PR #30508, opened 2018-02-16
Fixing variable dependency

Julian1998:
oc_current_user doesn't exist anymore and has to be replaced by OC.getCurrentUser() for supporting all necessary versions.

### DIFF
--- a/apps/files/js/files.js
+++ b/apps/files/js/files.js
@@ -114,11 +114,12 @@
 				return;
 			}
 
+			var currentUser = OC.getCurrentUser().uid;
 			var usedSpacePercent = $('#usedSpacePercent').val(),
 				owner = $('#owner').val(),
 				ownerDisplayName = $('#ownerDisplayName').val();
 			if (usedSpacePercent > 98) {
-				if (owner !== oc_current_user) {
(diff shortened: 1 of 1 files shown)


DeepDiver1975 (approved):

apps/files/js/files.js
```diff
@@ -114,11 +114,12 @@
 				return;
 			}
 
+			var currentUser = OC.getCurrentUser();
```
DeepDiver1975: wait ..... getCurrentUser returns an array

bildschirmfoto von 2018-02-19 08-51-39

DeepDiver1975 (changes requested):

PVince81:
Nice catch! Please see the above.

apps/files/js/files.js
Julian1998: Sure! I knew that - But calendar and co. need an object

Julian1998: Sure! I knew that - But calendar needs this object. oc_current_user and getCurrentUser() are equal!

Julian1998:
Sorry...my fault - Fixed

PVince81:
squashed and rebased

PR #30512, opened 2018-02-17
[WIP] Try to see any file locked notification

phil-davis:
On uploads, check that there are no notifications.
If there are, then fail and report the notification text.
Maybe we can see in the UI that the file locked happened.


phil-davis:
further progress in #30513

━━━━━━━━━━━━━━━━

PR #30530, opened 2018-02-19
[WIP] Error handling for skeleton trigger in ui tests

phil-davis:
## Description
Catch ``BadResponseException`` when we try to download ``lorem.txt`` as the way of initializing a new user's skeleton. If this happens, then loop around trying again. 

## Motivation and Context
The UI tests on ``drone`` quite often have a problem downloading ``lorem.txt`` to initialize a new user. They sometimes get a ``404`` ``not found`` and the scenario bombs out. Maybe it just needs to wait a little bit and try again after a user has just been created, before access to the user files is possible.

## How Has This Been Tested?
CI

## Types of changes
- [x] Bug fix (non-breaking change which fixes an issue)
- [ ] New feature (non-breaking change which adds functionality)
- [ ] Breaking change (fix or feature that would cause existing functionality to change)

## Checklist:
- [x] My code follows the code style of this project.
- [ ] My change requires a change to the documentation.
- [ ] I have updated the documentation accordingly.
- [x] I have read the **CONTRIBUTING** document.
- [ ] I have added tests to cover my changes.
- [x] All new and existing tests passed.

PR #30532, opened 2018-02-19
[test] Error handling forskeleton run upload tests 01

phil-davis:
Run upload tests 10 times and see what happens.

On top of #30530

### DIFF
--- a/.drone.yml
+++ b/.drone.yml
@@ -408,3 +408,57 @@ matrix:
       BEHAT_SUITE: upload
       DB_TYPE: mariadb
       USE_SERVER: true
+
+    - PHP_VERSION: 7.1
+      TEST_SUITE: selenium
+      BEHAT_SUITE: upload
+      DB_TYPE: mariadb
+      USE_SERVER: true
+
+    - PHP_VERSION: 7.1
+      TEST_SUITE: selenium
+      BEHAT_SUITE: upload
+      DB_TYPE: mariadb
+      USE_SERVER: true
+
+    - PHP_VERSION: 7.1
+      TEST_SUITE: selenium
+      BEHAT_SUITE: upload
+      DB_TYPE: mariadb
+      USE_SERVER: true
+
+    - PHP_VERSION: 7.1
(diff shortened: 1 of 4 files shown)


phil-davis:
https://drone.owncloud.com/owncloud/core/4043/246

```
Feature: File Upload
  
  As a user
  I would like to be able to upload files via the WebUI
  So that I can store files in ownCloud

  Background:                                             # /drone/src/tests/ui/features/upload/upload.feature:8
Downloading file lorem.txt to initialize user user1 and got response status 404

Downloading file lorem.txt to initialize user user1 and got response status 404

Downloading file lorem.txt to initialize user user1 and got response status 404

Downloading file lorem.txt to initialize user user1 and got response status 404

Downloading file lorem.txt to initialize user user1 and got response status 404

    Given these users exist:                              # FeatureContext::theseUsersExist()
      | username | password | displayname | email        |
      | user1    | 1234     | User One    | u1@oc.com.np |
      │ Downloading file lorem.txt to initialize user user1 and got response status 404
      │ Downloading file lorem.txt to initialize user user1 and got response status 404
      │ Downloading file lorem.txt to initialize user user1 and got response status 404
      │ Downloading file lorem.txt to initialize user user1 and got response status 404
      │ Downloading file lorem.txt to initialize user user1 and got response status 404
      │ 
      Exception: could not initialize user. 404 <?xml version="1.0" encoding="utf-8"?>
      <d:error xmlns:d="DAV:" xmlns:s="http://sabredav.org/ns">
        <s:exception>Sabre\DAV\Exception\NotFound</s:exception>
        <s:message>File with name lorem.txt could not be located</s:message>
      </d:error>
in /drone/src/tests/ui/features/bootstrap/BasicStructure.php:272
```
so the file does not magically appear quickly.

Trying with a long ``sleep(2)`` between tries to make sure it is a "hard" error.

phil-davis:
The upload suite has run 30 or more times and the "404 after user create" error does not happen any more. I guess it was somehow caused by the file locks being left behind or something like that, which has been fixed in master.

━━━━━━━━━━━━━━━━

◆ Your assignment
Looking at the entries above, can you reproduce exactly the lines from the one that holds "PR #30508, opened 2018-02-16" through the one that holds "(owner !== oc_current_user)", and only those?

◆ Reply
PR #30508, opened 2018-02-16
Fixing variable dependency

Julian1998:
oc_current_user doesn't exist anymore and has to be replaced by OC.getCurrentUser() for supporting all necessary versions.

### DIFF
--- a/apps/files/js/files.js
+++ b/apps/files/js/files.js
@@ -114,11 +114,12 @@
 				return;
 			}
 
+			var currentUser = OC.getCurrentUser().uid;
 			var usedSpacePercent = $('#usedSpacePercent').val(),
 				owner = $('#owner').val(),
 				ownerDisplayName = $('#ownerDisplayName').val();
 			if (usedSpacePercent > 98) {
-				if (owner !== oc_current_user) {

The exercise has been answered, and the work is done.